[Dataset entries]
========================================
PR #69, opened 2020-03-16
fix n_tpc_pmts option

jorana:
Double check that the number of PMTs in the nT-configuration match up with the to_pe file (which is currently not there).

Also the reference previously pointing to ```straxen.n_tpc_pmts``` was returning 248. Hence, I propose to rename this variable to avoid confusion.

@JelleAalbers would you say it makes sense to make a mock ```nt_to_pe``` in the aux. files and parse the reference thereto here:
https://github.com/XENONnT/straxen/blob/master/straxen/contexts.py#L32

### DIFF
--- a/bin/fake_daq
+++ b/bin/fake_daq
@@ -39,7 +39,7 @@ parser.add_argument('--sync_chunk_duration', default=0.2, type=float,
 args = parser.parse_args()
 
 n_readout_threads = 8
-n_channels = straxen.n_tpc_pmts
+n_channels = straxen.n_tpc_pmts_1T
 channels_per_reader = np.ceil(n_channels / n_readout_threads)
 
 if args.shm:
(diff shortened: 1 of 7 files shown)


JelleAalbers:
Hi Joran, thanks for finding these issues! This would solve the problem, but I would propose a slightly different solution in #71:
  * Removing straxen.common.n_tpc_pmts (and referencing the config) seemed cleaner than introducing a new common variable. The different mini-analyses that use the number should now also work for nT -- though some use other settings that are still hardcoded to 1T, such as the PMT positions.
  * The run -> to_pe convention is fine for XENON1T since no more new runs are added. If we wanted to use this for nT if would be hard to experiment with new gains. As you suggested over gitter, a more flexible option would be useful.

jorana:
Sure as #71 seems a smarter solution let's close this PR.

PR #30431, opened 2023-05-03
CRM: Resolves 300 and 2884 - fix task date inconsistencies

tbradsha:
Resolves Automattic/zero-bs-crm#300 and Automattic/zero-bs-crm#2884 - fix task date inconsistencies

## Proposed changes:

Tasks have plenty of issues related to timezones and errant conversions/storage. This PR seeks to solve those, as they're all interconnected.

A high-level summary of the issue is that when we saved a task via the task editor, it would add the timezone offset to the UTS (which is never a good thing). When viewing the task in the editor or the calendar, the datetime was shown without adjustment so looked correct, but in various other places (e.g. task list view, contact profile, notification emails, etc.) the time was displayed with the local WP timezone adjustment (correctly processed, but looking incorrect because of the source data).

This PR does the following:
* Swaps out daterangepicker inputs to use native browser inputs (yay, we're slowly removing our dependency on that library)
* Removes our use of `strftime()`, which is deprecated in PHP 8.1
* Swaps out legacy (and often errant) functions like `zeroBSCRM_date_forceEN()` and `zeroBSCRM_locale_dateToUTS()` for safer ones like `jpcrm_uts_to_date_str()` and `jpcrm_datetime_post_keys_to_uts()`
* Removed legacy functions that are now no longer used (e.g. `zeroBSCRM_locale_setServerLocale()`, `zeroBSCRM_locale_resetServerLocale()`, and `zeroBSCRM_date_forceEN()`)
* Fixed `jpcrm_datetime_post_keys_to_uts()` to properly support its `$format` param
* Removed some pre-DAL3 code
* Fixed the `##TASK-BODY##` placeholder (it was using the wrong key)
* Added a migration to subtract the timezone offset from stored values in the database
* Caught [a moment.js notice](https://github.com/Automattic/jetpack/pull/30290#pullrequestreview-1408534150) due to use of fallback formats (h/t @coder-karen)

A note on scope: when swapping out the inputs on the task editor page, I went for "good enough". That page could really use some love, but that's for another day.

### Other information:

## Testing instructions:

Most of the testing isn't too complicated right off, and the code shouldn't be too complex (most of the changes are chops). Do the following on the `fix/crm/300-task_date_inconsistencies` branch:

1. Switch to a non-UTC timezone in WP.
2. Create a new task and assign it to a contact. Verify the following:
    * the UTS value in the database matches what you submitted: https://www.epochconverter.com/
    * the date and time are consistent correct in all the places:
        * the task editor
        * the task calendar
        * the task listview
        * the contact profile under the tasks tab
3. Set the end date to before the start date, and save. The end date should show as start date + 1 hour.
4. Go to the Calendar view. You should no longer see a `moment.js` notice in the JS console.
5. Switch to PHP 8.1 and visit the Calendar view again. You'll no longer see PHP notices regarding the deprecated `strftime()` function.

There's not an easy way to test migrations (they only run once), but this one is pretty important to test. I recommend doing the following:

6. Start with a fresh `trunk` install with a non-UTC WP timezone.
7. Create a task. Note the date and time you selected. Observe that the date and time is incorrect in the task list view and the contact profile, for example.
8. Check the value in the database, which will be incorrect.
9. Install a copy of the `fix/crm/300-task_date_inconsistencies` branch. When you load a WP page, the migration should run.
10. Repeat the checks in step 2. The UTS value should be corrected in the database and the date outputs should match what you selected when creating the task in step 7.


cleacos:
I'm curious about the name `task_offset_fix` for the migration instead of the version.

tbradsha:
> I'm curious about the name `task_offset_fix` for the migration instead of the version.

Consider it a test. I can change it, but my thoughts:

* Version numbers are now a bit arbitrary as of the monorepo, which means it's hard to know what one to put.
* Some versions don't have migrations. It looks odd when there's a gap.
* Other versions have multiple migrations, which has led to merge conflicts in the past (or weird version numbers like 5.5.a).

In the end, I think it's more useful to have each migration be tied to a specific fix. This might be easier to clean up as well.

cleacos:
> Consider it a test. I can change it, but my thoughts:

I'm fine with it, they seem good reasons for it. I was curious about the motivation.

gogdzl (dismissed):
Everything works.
Migration worked flawlessly.
As usual: Great job!

tbradsha:
Rebased.

gogdzl (dismissed):

gogdzl (dismissed):

gogdzl (approved):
========================================
• _BRIEF_: The lines to output run from the one containing "one to put." to the last line of the entries; give them back exactly.

• _RESPONSE TO THIS EXERCISE_:
* Version numbers are now a bit arbitrary as of the monorepo, which means it's hard to know what one to put.
* Some versions don't have migrations. It looks odd when there's a gap.
* Other versions have multiple migrations, which has led to merge conflicts in the past (or weird version numbers like 5.5.a).

In the end, I think it's more useful to have each migration be tied to a specific fix. This might be easier to clean up as well.

cleacos:
> Consider it a test. I can change it, but my thoughts:

I'm fine with it, they seem good reasons for it. I was curious about the motivation.

gogdzl (dismissed):
Everything works.
Migration worked flawlessly.
As usual: Great job!

tbradsha:
Rebased.

gogdzl (dismissed):

gogdzl (dismissed):

gogdzl (approved):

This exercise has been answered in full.